Wednesday, January 4

Seasons

We all go through different seasons in life.  2011 was a very interesting year for me.  It is set apart by it's lack of music.  I literally just sat here for 5 minutes and wracked my brain for an instance of music in the past year.  There was just the one.  I sang at my county fair.

For as long as I can remember, music has been an integral part of my life.  Music has pumped through my veins..  If I were at home, I would simply run down to the Baptist church and pluck away at the piano until whatever was out of my system.  Or I would put my headphones in and play as loud as I could on my keyboard.  Seeing as I avoid the music hall on campus, and I don't exactly have the keys to my church here, or room for my full size keyboard.. music has suffered.  Sure, I have my clarinet and guitar here, but... I'm one of those obnoxious musicians who absolutely gets lost in the music and drowns everything else out.  It's how I think clearly.  I don't think the neighbors would appreciate it.

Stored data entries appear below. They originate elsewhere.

PR #64, opened 2021-01-13
fix the CI to publish vsix package

hualin-adsk:
##### Objective
It looks like after this PR https://github.com/Autodesk-AutoCAD/AutoLispExt/pull/63 the CI complains that it can not find the vsix file to do publish:
 Error: ENOENT: no such file or directory, stat './autolispext-1.3.5-da09c7ad1cc9499079d091fc510a798476d8f805.0.vsix'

I believe that there is a reason for everything, a time and a purpose.  This season without music has been good and bad.  I know it's something my soul is craving.
I don't think I really believe in New Year's Resolutions, but I do believe in living intentionally.  Just because the calendar marks the beginning of a new year doesn't mean that anything has changed.  So while I don't want to set goals or resolutions, I will share with you my intentions

  • I intend to get back on track with my Bible reading after a very long Christmas Break.  {I have seen the difference in myself.  I have witnessed first hand my reactions when I'm not in the Word.  Why is it always the things our parents tell us to do, that end up being what we don't want to do...and yet in the end, end up doing?}
  • I intend to play more music, and to not be afraid of it.  {Sometimes I'm afraid to play because I'm afraid I'm going to fail.  That happened more times than I can count this year.  I want to get back to the place where music is my special bond to my Father.  The place where the only thing that matters is that I'm worshiping.}

On another note, I have some really exciting news!  Long story short I heard my boss from home wanted to talk to me, so I called him.  He told me that he would be willing to bring me on to work 3 months early this year if I take online classes. (This was originally my idea, I just never heard back from him, so jumped to the conclusion that he didn't like it.)  God is so good!  So spring term I will be back in my hometown working full-time and doing school online full-time.  It will be a challenge, but I can do it.  

Some more exciting news.  I did all the math yesterday, and found out that if I take classes this summer, I can actually graduate next June!!!!!!!!! Praise the Lord.  I don't know how, but it's so exciting.  And I'm going to start crying just thinking about it.  The opportunity to go back to work early this year really confirms for me that I'm supposed to move back home after I graduate.  You see, the thing is that college was never my dream.  It was His.  And that's the beauty of it.  I'm giving it back to Him.  While I was trying to control this semi truck from back, He's been at the wheel. 

So, will you pray for me?  Will you pray that God completes this work in me that only He could have begun?  Will you pray along side me that I can decrease so that He can increase in my life?  I would greatly appreciate it.